◆ PROVIDED MATERIAL ◆

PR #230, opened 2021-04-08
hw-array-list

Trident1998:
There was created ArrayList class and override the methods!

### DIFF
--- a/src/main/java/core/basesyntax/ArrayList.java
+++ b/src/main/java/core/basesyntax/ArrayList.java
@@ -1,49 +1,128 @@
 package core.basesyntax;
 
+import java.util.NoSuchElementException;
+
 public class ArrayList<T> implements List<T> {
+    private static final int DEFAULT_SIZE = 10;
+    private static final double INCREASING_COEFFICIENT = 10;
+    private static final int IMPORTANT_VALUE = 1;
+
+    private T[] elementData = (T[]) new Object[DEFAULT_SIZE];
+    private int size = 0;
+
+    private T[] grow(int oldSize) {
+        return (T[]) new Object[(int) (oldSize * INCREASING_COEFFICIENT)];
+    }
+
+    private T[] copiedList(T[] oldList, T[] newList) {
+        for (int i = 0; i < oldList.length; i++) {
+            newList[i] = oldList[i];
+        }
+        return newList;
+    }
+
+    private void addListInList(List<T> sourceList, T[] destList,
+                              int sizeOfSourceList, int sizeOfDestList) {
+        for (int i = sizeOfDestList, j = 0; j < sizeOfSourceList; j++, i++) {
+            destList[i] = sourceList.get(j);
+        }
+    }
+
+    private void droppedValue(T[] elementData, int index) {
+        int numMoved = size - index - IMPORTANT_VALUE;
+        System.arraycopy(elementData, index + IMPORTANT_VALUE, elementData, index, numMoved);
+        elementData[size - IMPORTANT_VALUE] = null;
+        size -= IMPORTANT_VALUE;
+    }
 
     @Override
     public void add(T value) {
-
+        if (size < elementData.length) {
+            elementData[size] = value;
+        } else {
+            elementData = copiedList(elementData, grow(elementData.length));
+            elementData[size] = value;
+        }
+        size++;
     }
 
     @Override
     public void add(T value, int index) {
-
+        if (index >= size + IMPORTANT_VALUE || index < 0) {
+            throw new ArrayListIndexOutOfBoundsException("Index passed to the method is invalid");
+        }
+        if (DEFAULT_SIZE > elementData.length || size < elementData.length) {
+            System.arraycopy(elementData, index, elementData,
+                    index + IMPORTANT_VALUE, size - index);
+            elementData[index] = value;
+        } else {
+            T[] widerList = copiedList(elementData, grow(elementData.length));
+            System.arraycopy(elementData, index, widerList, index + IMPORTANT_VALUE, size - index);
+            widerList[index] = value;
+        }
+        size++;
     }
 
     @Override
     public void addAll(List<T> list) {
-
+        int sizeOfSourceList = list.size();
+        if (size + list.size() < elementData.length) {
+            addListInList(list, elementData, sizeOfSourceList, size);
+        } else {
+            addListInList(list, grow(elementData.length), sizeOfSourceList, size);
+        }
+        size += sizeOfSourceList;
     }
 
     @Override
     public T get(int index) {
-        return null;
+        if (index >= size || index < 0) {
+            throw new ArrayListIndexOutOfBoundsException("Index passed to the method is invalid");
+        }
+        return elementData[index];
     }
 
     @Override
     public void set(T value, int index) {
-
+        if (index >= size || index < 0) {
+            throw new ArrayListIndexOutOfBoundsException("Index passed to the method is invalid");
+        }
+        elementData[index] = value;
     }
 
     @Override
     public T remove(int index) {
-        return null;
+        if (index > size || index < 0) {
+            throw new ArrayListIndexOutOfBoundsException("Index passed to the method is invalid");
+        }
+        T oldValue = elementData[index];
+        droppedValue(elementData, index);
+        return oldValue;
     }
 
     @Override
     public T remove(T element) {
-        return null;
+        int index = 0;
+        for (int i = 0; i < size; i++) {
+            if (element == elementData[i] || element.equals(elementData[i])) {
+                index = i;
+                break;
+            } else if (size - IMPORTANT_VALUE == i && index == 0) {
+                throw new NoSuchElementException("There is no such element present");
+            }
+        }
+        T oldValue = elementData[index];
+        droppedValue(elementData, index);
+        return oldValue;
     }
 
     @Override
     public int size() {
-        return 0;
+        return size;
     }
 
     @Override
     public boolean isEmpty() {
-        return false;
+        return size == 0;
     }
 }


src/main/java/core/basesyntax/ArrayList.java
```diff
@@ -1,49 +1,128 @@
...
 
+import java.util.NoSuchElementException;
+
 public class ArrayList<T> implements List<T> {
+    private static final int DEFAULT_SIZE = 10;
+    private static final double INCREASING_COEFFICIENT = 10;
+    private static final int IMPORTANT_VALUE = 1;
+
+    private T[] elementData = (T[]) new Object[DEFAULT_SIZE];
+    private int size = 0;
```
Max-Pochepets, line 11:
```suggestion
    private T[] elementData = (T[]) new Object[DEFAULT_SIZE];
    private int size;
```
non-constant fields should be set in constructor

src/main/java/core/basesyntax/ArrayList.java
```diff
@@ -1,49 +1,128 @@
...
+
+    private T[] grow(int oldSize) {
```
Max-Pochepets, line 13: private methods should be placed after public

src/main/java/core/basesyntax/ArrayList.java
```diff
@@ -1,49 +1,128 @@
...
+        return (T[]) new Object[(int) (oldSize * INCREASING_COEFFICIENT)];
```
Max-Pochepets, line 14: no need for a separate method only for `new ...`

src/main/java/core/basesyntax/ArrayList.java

◆ TASK GOAL ◆
All lines above containing the string "grow" are to be collected.

◆ RESULT BELOW ◆
+    private T[] grow(int oldSize) {
+            elementData = copiedList(elementData, grow(elementData.length));
+            T[] widerList = copiedList(elementData, grow(elementData.length));
+            addListInList(list, grow(elementData.length), sizeOfSourceList, size);
+    private T[] grow(int oldSize) {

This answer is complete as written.